The much-anticipated eatery is as relaxed and fun as you’d expect the sister restaurant to Amsterdam Falafel to be, with a short but varied menu that includes a garlic sausage, a corn dog, an andouille, a beef dog wrapped in bacon, and the classic DC half-smoke, among others. Most of the menu is in the $4-7 range (with the exception being the Kobe: a $20 kobe beef dog), and you can get them “downtown” style with ketchups and schmancy mustards, or “uptown” with a wide range of unexpected toppings for a buck more. Don’t count on getting dinner for $4-7, though, as with most hot dogs, one is not enough.

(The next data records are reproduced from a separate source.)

PR #1461, opened 2026-09-11
close grpc channel when worker is deregistered

yussufsh:
Close the grpc channel when the remote worker is deregistered.


mayuka-c (approved):
LGTM

PR #1463, opened 2026-09-12
Bump cryptography and pillow

yussufsh:


adarshagrawal38:
Similar changes will be applicable for `llmlite` and `tools` image

adarshagrawal38:
CVE scan is falling, due to image build is falling, we need to fix this flaking error.

yussufsh:
> Similar changes will be applicable for `llmlite` and `tools` image

Then I will fix the base-image for now and then we can fix all the services at once.

adarshagrawal38 (approved):

PR #1464, opened 2026-09-12
Make use of the latest base image

yussufsh:


ai-services/internal/pkg/vars/var.go
```diff
@@ -15,7 +15,7 @@ var (
 var (
 	// SpyreCardAnnotationRegex -> ai-services.io/<containerName>--spyre-cards.
 	SpyreCardAnnotationRegex = regexp.MustCompile(`^ai-services\.io\/([A-Za-z0-9][-A-Za-z0-9_.]*)--spyre-cards$`)
-	ToolImage                = "icr.io/ai-services/tools:0.11"
+	ToolImage                = "icr.io/ai-services/tools:0.12"
```
adarshagrawal38:
```suggestion
	ToolImage                = "icr.io/ai-services-cicd/tools:0.12"
```

image is not yet promoted to public namepsace.

adarshagrawal38:
separate PR for litellm?

yussufsh:
> separate PR for litellm?

I don't see any changes needed for LiteLLM, as it uses its own pip and venv. What issue are we looking at?

adarshagrawal38 (approved):

PR #1465, opened 2026-09-12
fix: digitize Containerfile pip not found

yussufsh:
Fix for pip not found error due to recent changes.
Also, updating only the digitize version since other Containerfile are just comment changes.


yussufsh:
@adarshagrawal38 the build tests are not running if I change any service code. Let's fix that.

adarshagrawal38 (approved):
LGTM

PR #1466, opened 2026-09-15
Minor worker related changes

pranithraoibm:
- Remove PowerVS option displayed in the StepOne of the deploy flows
- Add inline notification to show server errors if worker register fails in the deploy flow's worker register flow
- Pass Local as well in the resources API call


ui/catalog/src/components/DeployFlow/Shared/steps/SharedStepOne.tsx
```diff
@@ -194,8 +199,12 @@ export const SharedStepOne = ({
           gatewayAddress: result.gateway_address,
         },
       });
-    } catch {
-      dispatchRegister({ type: "SET_PHASE", payload: "error" });
+    } catch (err) {
+      dispatchRegister({
+        type: "ERROR",
+        payload:
+          err instanceof Error ? err.message : "Failed to register worker",
```
ryanmarc: Good change to make, but `err.message` on an axios rejection is just
`"Request failed with status code 400"`. The message the backend actually sent is in
`err.response.data.error`, and it's dropped here.

I checked what the user ends up seeing by serving the real handler's response body
(`400 {"error":"worker name must be between 3 and 64 characters"}`) and running this expression
against it with the repo's own axios:

```
subtitle shown:  "Request failed with status code 400"
backend sent:    "worker name must be between 3 and 64 characters"
```

That matters here more than usual, because nearly all of this endpoint's failures are the
actionable kind (`worker_handler.go:70-117`): name length, `worker name "local" is reserved`,
`invalid payload`. Those are exactly the cases where the notification will show the status code
instead of the reason, which leaves the user stuck at the thing the change was meant to unstick.

The repo already has a pattern for this in five or so places
(`DataSourceConnectorsTable.tsx:199`, `deployError.ts:14`, `DeploymentDetails.tsx:361`, others):

```
import { isAxiosError } from "axios";
const message =
  (isAxiosError(err) && typeof err.response?.data?.error === "string"
    ? err.response.data.error
    : err instanceof Error ? err.message : null) ?? "Failed to register worker";
```

One thing you may want to check while you're in here: the reserved-name check is case-insensitive
server-side (`strings.EqualFold(req.WorkerName, "Local")`), so `local` and `LOCAL` are rejected
too. Someone typing `local` in this modal and getting "Request failed with status code 400" has no
way to work out why.

ryanmarc (changes requested):

ui/catalog/src/components/DeployFlow/Shared/steps/SharedStepOne.tsx
pranithraoibm: Fixed it using the `deployError` util we had

image

ryanmarc (approved):

PR #1468, opened 2026-09-15
Fix [AISERVICES-1748]: add support for services without providers.

Niranjan-J-Joshi:
## Summary

This change adds support for deploying services that do not have provider components, as well as services that use service-level schemas. The deploy flow now handles all supported service configurations, including services with providers, services without providers, and services that expose schema parameters directly.

The update introduces service-level schema fetching, validation of required schema fields before deployment, support for deployment payloads without components, improved error handling for schema loading failures, and automatic population of schema default values. It also updates the deployment payload structure to align with the latest backend API contract and improves the UI by clearly highlighting missing required configuration fields.
### API & Store
- Added `fetchServiceSchemaParams()` to fetch service-level schemas.
- Added `serviceSchemas` state for storing schema data, loading, and errors.
- Clears schema state on reset.

### Services Deploy Flow
- Fetches service-level schemas when available.
- Supports services with no providers.
- Validates required schema fields before enabling Next/Deploy.
- Shows schema fetch errors in the UI.
- Supports deployment payloads with `components: []` and top-level params.

### Digital Assistant Deploy Flow
- Added support for services with no providers and/or service-level schemas.
- Auto-populates default schema values when available.
- Validates required schema fields before enabling Deploy.
- Updated deployment payload format to match the latest API contract.

### Shared Updates
- `ServiceConfigCard` now highlights missing required fields.
- Added `schema` support in deploy option types.


ui/catalog/src/components/DeployFlow/DigitalAssistant/utils/digitalAssistantDeploymentTransform.ts
```diff
@@ -180,9 +208,7 @@ export function transformToDeploymentPayload(
     };
 
     if (Object.keys(serviceBackendParams).length > 0) {
-      deploymentService.params = {
-        backend: serviceBackendParams,
-      };
+      deploymentService.params = serviceBackendParams;
```
ryanmarc: This changes the wire payload for digital assistant deploys that already work today. On main this is params = { backend: serviceBackendParams }; here the backend level is gone.

Everywhere else, I see `backend` as the wrapper. Was this intentional, Is there a corresponding backend change that supports this?

ui/catalog/src/components/DeployFlow/Services/hooks/useServiceDeployOptions.ts
```diff
@@ -231,6 +267,23 @@ export const useServiceDeployOptions = (
     // --- Path B: deploy options cached — retry only errored models on reopen ---
     if (!deployOptions) return;
 
+    // Retry schema fetch if it previously errored — mirrors the DA hook's hasError pattern.
+    const schemaError =
+      storeState.serviceSchemasError[`${serviceId}:${runtime}`];
+    if (schemaError && deployOptions.schema) {
```
ryanmarc: I think this leaves the flow permanently stuck for a fairly ordinary case, and silently.

The schema fetch only happens inside Path A (the not-cached branch). Path B retries it only when `serviceSchemasError` has an entry. But `partialize` persists `serviceDeployOptions` and `serviceSchemas` and not `serviceSchemasError` (`serviceDeploy.store.ts:489-496`), so after a reload you can be holding cached deploy options with a `schema` URL, no schema, and no error. Path A is skipped because `deployOptions` is truthy, Path B is skipped because there's no error, and nothing fetches.

`ServicesDeployFlow.tsx:224` then bails on every render (`if (deployOptions.schema && !serviceSchema && !serviceSchemaError) return;`), so the form never initializes. And it's invisible: `shellIsLoading` is false (nothing in flight) and `shellError` is null (no error recorded), so you get a blank step with a greyed Next and no indication why.

I seeded a fake `localStorage` with exactly what `partialize` writes, imported the real store, let it rehydrate, and evaluated the gates verbatim:

```
deployOptions.schema = "/api/v1/catalog/services/chat/schema"
serviceSchema = null, serviceSchemasError[key] = null
Path A taken? false | Path B retry taken? false | init guard bails? true
shellIsLoading false | shellError null
```

The bit that worries me most is that it doesn't need anything to fail first. `fetchServiceDeployOptions` returns `response.data` as-is and the store persists that object verbatim, so anyone who has used the Services flow before this lands already has `schema` sitting in their cached entry with no matching `serviceSchemas` entry. That's the dead state on first open after deploy, no error required.

Simplest fix I can see: make Path B fetch the schema whenever `deployOptions.schema` is set and there's no schema cached, rather than only when an error is recorded. Something like `if (deployOptions.schema && !getServiceSchema(serviceId, runtime))`, which covers the errored case too and makes the persisted-error question moot. Bumping the persist `version` to drop stale entries would also work for the upgrade case but wouldn't fix the errored-then-reloaded one.

ryanmarc (changes requested):

ui/catalog/src/components/DeployFlow/DigitalAssistant/utils/digitalAssistantDeploymentTransform.ts
Niranjan-J-Joshi: fixed it by adding a generic nestParamsBySchema() function. Instead of hardcoding the backend wrapper, it reads the service schema and wraps parameters under the correct key.
Some services require a wrapper (like backend) and some don't, so this approach supports both cases.

ui/catalog/src/components/DeployFlow/Services/hooks/useServiceDeployOptions.ts
Niranjan-J-Joshi: Updated Path B to fetch whenever deployOptions.schema is set and !getServiceSchema(serviceId, runtime).

ui/catalog/src/components/DeployFlow/DigitalAssistant/DigitalAssistantDeployFlow.tsx
```diff
@@ -287,12 +287,34 @@ export const DeployFlow = ({
...
+  const areAllRequiredFieldsFilled = useMemo(() => {
+    if (!deployOptions) return true;
+    const runtimePrefix = `${runtime}:`;
+    return deployOptions.services.every((service) => {
+      const serviceConfig = state.formData.services[service.id];
+      if (!serviceConfig?.enabled) return true;
+      const schema = serviceParams[`${runtimePrefix}${service.id}`]?.data;
+      if (!schema?.required) return true;
+      return schema.required.every((fieldKey: string) => {
+        const value = serviceConfig.params?.[fieldKey];
```
ryanmarc, line 321: I think this gate cannot pass on a wrapped service schema. schema.required here is the top-level array, which for the wrapped shape is ["backend"], but serviceConfig.params is keyed by leaf name (systemPrompt, maxTokens), which is the whole reason nestParamsBySchema had to be added in this PR. So the lookup is for a key that is never present.

The opposite case is worth noting too: a schema with no top-level required short-circuits at line 300, so leaf fields marked required inside the wrapper are never checked.

ui/catalog/src/components/DeployFlow/DigitalAssistant/utils/digitalAssistantDeploymentTransform.ts
```diff
@@ -16,6 +16,50 @@ import type {
...
 
+/**
+ * Re-nests a flat params object to match the structure of the given JSON Schema.
+ */
+function nestParamsBySchema(
+  flatParams: Record<string, unknown>,
+  schema: ProviderSchema | null | undefined,
+): Record<string, unknown> {
+  if (!schema?.properties || Object.keys(flatParams).length === 0) {
+    return flatParams;
```
ryanmarc, line 27: This early return is the one case where the new nesting can still send the old wrong shape. When schema is missing, nestParamsBySchema returns the params flat, but main wrapped them under backend unconditionally, so the server gets systemPrompt instead of backend.systemPrompt.

I do not think this needs a race to hit. serviceSchemas is built from the serviceParams cache at deploy time keyed by runtime:serviceId, and the Deploy button does not wait for those fetches: isProviderParamsLoading only counts global-component pairs, which the comment at useDeployOptions.ts:247-251 says explicitly. Fill the system prompt on podman, switch the tile to openshift (the params survive, handleUpdateFormData shallow-merges and the init effect is guarded by hasInitialized), then deploy before the openshift schema lands. A schema fetch that just fails gets there with no timing involved.

ryanmarc (changes requested):

ui/catalog/src/components/DeployFlow/DigitalAssistant/DigitalAssistantDeployFlow.tsx
Niranjan-J-Joshi: Fixed. Instead of using `schema.required` directly, it now uses `getRequiredFieldKeys(schema)` to get the actual required parameter names. This handles both wrapped and flat schemas.

ui/catalog/src/components/DeployFlow/DigitalAssistant/utils/digitalAssistantDeploymentTransform.ts
Niranjan-J-Joshi: Fixed. Deploy button will be disabled while a service schema is loading. If a service has a schema URL but the schema hasn't been fetched yet, the Deploy button stays disabled. If the schema request fails, the existing error handling displays the error. This prevents params from being sent in the wrong format.

ryanmarc (dismissed):

mkumatag (approved):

I highly recommend the “Glove” (the aforementioned beef dog wrapped in bacon) with apricot chutney and fresh tomatoes, and the half-smoke with bacon crumbles, bleu cheese, and onions. Less impressive was the “Brokeback” corndog, which despite its excellent name is just an ordinary corndog. It’s fine, but does not live up to its hot dog brethren. I also have to say, I do not understand the mad love people have for the french fries, the same as at Amsterdam Falafel.
At least three more trips are necessary before I can say with confidence that I have tried all the best hot dogs that DC has to offer, so my real dog will get to go on a lot of walks down to M’Dawg in the next few weeks. If you see him, say hi–he’s friendly, and don’t worry if he seems sad. He’s just whining because he wants a half-smoke.